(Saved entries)
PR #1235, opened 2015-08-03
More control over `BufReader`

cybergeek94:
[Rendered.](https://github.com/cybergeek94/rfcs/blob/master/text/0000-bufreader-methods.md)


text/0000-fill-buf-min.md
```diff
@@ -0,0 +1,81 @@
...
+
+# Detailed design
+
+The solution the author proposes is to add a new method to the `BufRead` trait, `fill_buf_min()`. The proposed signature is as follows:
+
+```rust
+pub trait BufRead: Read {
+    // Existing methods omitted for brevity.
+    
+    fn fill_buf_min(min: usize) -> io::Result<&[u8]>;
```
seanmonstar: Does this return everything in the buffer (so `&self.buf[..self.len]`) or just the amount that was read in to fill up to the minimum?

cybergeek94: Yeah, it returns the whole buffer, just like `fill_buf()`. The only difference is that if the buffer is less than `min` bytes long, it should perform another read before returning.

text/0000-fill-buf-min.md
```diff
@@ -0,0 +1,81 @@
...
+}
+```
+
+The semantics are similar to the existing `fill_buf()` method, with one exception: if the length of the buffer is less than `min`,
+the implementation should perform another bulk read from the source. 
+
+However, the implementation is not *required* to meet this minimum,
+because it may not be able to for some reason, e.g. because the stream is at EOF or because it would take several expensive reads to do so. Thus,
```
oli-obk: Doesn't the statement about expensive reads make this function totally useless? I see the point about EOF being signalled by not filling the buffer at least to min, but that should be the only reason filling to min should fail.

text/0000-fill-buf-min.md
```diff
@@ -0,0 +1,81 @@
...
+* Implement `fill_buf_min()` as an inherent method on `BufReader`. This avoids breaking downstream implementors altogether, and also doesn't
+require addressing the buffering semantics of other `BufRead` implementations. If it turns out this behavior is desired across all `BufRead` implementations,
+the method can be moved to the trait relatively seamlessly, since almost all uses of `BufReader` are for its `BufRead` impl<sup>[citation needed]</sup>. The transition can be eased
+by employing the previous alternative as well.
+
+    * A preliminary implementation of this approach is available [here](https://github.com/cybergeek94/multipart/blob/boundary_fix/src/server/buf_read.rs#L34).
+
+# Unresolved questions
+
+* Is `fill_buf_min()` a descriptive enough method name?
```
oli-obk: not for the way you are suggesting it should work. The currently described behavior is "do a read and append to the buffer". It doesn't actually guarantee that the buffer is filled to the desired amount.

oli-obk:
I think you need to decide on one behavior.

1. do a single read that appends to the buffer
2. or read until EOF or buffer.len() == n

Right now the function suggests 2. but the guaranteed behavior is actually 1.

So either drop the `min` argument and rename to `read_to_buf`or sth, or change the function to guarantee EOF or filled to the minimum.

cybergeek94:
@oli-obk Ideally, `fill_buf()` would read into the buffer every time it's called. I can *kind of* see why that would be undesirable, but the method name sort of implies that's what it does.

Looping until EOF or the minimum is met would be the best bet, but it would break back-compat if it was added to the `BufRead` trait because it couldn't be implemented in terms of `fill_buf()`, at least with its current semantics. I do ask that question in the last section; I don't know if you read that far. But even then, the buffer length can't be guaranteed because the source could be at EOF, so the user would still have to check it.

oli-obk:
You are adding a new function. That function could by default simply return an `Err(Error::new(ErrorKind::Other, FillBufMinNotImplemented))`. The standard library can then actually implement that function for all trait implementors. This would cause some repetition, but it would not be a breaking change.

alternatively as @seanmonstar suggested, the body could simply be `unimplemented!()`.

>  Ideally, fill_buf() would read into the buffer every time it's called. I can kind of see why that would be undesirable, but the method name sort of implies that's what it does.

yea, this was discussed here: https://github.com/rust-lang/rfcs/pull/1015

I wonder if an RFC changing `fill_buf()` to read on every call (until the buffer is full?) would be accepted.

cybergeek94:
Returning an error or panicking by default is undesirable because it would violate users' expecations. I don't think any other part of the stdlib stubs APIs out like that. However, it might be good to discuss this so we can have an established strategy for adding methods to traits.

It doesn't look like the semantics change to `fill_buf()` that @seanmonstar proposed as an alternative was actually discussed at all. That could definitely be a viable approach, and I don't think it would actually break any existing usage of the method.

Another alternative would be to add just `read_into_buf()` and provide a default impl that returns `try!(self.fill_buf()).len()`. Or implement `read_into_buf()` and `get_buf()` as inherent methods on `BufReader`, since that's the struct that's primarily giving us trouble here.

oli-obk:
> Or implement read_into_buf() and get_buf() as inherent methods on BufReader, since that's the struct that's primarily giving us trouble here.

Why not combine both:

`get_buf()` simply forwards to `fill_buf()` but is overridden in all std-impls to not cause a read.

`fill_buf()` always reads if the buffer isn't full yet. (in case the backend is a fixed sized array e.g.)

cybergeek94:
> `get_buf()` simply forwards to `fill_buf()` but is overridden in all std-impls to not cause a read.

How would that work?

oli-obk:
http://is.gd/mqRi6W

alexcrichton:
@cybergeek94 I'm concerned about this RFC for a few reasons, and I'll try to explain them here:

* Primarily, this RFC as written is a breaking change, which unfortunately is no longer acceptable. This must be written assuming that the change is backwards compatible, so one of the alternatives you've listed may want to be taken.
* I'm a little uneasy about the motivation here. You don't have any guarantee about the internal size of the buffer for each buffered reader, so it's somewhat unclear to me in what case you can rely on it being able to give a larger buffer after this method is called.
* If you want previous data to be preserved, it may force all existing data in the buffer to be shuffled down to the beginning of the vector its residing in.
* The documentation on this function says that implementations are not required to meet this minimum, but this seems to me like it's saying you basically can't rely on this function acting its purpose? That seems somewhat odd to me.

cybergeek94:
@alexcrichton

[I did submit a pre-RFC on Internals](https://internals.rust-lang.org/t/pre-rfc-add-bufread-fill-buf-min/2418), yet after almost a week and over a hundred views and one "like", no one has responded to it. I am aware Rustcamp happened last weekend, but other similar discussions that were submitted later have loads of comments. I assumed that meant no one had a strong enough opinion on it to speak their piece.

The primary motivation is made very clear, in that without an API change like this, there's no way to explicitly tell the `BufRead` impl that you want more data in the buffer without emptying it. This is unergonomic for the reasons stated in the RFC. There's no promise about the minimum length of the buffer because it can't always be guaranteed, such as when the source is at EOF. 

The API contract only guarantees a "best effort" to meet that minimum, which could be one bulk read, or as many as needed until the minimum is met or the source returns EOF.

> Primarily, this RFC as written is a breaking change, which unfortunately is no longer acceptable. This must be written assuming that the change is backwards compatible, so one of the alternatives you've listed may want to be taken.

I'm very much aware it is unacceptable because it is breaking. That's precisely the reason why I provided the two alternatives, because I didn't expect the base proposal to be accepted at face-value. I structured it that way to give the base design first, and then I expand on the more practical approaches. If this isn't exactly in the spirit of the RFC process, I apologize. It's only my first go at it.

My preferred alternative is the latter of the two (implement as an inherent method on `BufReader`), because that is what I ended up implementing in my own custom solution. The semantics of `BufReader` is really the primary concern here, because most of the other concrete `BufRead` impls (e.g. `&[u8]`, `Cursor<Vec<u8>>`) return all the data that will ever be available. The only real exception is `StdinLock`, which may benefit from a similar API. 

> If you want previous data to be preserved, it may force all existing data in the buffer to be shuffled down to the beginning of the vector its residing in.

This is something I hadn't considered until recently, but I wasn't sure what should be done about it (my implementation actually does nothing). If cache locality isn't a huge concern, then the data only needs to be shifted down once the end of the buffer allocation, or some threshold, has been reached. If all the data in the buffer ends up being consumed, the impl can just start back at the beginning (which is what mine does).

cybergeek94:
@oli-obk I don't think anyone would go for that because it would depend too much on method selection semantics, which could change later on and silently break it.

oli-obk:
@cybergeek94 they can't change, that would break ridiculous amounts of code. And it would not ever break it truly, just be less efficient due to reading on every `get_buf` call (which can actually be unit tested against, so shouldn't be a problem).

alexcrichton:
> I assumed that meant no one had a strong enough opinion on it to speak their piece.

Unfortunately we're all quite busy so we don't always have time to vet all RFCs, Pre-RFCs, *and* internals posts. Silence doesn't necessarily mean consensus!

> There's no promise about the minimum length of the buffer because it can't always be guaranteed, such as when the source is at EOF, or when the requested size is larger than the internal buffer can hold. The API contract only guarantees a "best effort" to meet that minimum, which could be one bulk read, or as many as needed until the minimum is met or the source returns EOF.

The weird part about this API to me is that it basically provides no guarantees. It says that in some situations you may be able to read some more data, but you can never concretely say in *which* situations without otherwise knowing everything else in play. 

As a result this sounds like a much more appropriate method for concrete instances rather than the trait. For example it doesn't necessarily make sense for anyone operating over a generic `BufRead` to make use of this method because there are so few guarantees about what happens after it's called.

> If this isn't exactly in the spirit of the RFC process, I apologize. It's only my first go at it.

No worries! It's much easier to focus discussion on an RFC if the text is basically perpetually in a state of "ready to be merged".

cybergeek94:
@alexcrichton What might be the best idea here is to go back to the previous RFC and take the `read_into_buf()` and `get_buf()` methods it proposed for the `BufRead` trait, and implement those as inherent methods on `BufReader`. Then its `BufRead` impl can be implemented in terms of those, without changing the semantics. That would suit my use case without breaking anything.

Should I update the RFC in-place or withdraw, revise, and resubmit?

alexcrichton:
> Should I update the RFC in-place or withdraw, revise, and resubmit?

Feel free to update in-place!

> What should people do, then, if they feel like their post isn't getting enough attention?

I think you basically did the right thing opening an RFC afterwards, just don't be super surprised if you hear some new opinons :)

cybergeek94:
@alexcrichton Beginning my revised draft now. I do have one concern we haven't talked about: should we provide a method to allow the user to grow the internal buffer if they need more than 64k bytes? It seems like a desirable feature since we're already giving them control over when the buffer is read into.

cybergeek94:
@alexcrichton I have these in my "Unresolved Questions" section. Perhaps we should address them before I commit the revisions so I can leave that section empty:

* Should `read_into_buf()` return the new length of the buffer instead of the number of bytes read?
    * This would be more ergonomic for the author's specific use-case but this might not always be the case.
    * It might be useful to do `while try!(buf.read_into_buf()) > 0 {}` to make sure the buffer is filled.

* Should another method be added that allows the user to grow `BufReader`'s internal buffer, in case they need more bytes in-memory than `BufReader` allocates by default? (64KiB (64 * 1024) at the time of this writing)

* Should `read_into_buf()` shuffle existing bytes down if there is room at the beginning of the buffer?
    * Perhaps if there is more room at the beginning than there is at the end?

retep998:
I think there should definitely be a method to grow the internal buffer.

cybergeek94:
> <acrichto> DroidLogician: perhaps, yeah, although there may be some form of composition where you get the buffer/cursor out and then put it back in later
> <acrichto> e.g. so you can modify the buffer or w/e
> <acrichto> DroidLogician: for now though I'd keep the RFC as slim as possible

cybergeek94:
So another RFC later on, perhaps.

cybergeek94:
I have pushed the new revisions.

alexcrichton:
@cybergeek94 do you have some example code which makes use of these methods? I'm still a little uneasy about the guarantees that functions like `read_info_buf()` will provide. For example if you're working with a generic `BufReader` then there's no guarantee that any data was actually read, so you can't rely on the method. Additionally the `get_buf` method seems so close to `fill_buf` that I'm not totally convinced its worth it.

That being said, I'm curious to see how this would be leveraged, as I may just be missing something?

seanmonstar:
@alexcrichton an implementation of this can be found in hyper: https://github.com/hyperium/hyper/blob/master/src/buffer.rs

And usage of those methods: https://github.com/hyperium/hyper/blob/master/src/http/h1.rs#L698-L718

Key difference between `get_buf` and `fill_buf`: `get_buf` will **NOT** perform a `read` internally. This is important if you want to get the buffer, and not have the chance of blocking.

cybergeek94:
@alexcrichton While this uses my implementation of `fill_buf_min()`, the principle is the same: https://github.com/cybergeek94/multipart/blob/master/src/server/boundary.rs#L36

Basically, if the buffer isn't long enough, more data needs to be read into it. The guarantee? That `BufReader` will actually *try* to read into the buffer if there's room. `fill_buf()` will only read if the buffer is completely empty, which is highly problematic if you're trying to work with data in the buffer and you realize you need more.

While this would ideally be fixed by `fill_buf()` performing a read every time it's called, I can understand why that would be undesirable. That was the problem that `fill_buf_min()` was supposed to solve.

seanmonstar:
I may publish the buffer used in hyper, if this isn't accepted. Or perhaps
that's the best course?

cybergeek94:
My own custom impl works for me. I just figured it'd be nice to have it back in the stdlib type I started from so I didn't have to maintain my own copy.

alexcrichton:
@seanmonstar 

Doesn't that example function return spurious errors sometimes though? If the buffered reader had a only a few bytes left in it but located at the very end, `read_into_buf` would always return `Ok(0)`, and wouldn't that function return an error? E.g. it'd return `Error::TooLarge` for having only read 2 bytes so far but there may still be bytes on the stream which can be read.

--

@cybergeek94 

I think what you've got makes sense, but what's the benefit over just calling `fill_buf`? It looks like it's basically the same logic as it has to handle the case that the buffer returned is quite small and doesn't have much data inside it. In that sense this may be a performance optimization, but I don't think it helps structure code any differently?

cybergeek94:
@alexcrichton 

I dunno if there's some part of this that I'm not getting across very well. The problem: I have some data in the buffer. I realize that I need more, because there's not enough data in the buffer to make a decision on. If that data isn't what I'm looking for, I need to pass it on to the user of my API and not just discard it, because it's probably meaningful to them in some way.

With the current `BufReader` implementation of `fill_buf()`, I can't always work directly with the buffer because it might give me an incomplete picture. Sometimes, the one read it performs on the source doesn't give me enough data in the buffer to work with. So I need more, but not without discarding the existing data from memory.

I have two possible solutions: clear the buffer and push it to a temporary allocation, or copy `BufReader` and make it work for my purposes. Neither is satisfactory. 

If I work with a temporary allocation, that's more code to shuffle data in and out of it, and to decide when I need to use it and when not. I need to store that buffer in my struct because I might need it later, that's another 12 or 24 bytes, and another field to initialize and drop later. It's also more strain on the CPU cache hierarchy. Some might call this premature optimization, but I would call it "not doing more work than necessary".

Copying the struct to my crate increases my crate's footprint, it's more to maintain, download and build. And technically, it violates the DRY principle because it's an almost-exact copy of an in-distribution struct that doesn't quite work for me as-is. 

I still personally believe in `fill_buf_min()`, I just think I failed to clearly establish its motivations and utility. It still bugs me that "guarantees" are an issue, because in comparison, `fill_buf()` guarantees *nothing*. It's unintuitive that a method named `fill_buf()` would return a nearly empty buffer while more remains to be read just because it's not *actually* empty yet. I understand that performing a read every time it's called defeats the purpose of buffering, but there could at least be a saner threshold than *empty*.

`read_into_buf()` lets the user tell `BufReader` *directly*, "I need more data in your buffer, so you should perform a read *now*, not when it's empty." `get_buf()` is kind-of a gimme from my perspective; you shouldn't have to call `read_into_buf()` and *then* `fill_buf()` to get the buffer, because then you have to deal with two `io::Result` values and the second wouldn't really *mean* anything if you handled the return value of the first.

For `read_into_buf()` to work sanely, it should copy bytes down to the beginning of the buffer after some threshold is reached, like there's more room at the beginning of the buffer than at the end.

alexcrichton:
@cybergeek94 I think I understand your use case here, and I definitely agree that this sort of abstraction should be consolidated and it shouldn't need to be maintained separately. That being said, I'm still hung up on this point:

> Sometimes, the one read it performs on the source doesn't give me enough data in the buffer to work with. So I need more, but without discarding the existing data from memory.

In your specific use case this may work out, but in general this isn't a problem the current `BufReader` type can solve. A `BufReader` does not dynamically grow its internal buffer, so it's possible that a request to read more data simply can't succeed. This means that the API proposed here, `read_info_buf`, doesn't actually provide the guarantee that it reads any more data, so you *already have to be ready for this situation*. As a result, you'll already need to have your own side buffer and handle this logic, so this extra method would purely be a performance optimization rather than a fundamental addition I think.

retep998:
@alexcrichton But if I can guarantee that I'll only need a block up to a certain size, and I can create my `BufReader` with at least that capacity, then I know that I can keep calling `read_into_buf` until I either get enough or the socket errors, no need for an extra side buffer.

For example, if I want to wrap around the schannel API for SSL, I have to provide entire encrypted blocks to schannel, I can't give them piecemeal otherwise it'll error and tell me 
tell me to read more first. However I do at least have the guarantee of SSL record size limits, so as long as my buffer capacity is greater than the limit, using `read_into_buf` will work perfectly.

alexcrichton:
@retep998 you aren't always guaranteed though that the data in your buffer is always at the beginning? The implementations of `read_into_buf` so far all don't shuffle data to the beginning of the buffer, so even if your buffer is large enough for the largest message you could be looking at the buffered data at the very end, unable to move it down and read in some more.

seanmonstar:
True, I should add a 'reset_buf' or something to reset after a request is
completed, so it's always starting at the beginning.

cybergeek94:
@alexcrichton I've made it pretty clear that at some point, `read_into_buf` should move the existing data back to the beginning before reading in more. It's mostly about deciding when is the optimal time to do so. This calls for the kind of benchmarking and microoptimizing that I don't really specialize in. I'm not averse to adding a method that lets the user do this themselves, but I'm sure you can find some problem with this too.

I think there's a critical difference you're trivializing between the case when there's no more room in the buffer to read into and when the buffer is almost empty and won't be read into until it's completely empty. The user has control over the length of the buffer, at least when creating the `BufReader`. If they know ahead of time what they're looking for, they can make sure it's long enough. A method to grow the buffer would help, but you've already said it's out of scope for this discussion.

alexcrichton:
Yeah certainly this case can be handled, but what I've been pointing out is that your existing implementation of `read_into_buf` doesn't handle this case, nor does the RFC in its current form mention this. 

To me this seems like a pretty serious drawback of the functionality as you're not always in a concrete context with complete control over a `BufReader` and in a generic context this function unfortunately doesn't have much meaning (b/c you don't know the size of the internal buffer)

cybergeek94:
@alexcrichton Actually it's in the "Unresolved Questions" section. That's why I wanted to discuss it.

Problem to solve:
Your answer must be the lines above from the one containing "I have pushed the new revisions." to the one containing "I may publish", both included, restated word for word.

Exercise result:
I have pushed the new revisions.

alexcrichton:
@cybergeek94 do you have some example code which makes use of these methods? I'm still a little uneasy about the guarantees that functions like `read_info_buf()` will provide. For example if you're working with a generic `BufReader` then there's no guarantee that any data was actually read, so you can't rely on the method. Additionally the `get_buf` method seems so close to `fill_buf` that I'm not totally convinced its worth it.

That being said, I'm curious to see how this would be leveraged, as I may just be missing something?

seanmonstar:
@alexcrichton an implementation of this can be found in hyper: https://github.com/hyperium/hyper/blob/master/src/buffer.rs

And usage of those methods: https://github.com/hyperium/hyper/blob/master/src/http/h1.rs#L698-L718

Key difference between `get_buf` and `fill_buf`: `get_buf` will **NOT** perform a `read` internally. This is important if you want to get the buffer, and not have the chance of blocking.

cybergeek94:
@alexcrichton While this uses my implementation of `fill_buf_min()`, the principle is the same: https://github.com/cybergeek94/multipart/blob/master/src/server/boundary.rs#L36

Basically, if the buffer isn't long enough, more data needs to be read into it. The guarantee? That `BufReader` will actually *try* to read into the buffer if there's room. `fill_buf()` will only read if the buffer is completely empty, which is highly problematic if you're trying to work with data in the buffer and you realize you need more.

While this would ideally be fixed by `fill_buf()` performing a read every time it's called, I can understand why that would be undesirable. That was the problem that `fill_buf_min()` was supposed to solve.

seanmonstar:
I may publish the buffer used in hyper, if this isn't accepted. Or perhaps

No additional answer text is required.